DESCRIPTION OF THE TASK
Gather all lines with "phpunit" from the records.

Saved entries
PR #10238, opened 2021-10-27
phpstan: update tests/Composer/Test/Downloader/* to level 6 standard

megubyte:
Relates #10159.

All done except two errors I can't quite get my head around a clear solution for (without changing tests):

---

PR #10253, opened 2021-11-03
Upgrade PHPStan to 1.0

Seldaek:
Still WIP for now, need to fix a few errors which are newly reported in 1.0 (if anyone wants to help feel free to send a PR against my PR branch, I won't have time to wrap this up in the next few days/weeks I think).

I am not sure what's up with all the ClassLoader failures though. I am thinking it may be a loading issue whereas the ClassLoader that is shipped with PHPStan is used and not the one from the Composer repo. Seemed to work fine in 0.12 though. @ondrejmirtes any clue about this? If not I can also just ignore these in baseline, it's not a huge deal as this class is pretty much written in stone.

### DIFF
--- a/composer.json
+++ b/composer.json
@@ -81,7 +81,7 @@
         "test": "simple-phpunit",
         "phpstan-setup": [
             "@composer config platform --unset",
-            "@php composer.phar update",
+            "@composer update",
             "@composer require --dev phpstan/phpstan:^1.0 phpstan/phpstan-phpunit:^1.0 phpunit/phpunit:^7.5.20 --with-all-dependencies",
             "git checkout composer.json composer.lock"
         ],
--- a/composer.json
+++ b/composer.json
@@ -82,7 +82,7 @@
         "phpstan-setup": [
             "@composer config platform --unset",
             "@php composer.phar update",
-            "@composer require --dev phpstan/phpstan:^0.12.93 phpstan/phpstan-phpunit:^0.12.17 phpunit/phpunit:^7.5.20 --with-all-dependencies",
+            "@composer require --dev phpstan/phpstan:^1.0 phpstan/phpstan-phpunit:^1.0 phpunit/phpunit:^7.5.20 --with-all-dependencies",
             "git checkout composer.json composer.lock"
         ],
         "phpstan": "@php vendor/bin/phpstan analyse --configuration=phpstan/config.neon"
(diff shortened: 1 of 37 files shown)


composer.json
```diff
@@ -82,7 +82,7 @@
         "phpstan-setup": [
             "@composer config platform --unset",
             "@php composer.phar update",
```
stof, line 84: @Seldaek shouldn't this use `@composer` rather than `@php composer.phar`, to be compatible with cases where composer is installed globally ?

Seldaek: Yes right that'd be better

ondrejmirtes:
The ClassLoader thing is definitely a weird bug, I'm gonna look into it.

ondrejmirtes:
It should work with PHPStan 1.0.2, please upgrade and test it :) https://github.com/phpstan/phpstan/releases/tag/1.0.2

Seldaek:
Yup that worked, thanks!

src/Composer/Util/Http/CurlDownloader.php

EXERCISE OUTPUT
         "test": "simple-phpunit",
             "@composer require --dev phpstan/phpstan:^1.0 phpstan/phpstan-phpunit:^1.0 phpunit/phpunit:^7.5.20 --with-all-dependencies",
-            "@composer require --dev phpstan/phpstan:^0.12.93 phpstan/phpstan-phpunit:^0.12.17 phpunit/phpunit:^7.5.20 --with-all-dependencies",
+            "@composer require --dev phpstan/phpstan:^1.0 phpstan/phpstan-phpunit:^1.0 phpunit/phpunit:^7.5.20 --with-all-dependencies",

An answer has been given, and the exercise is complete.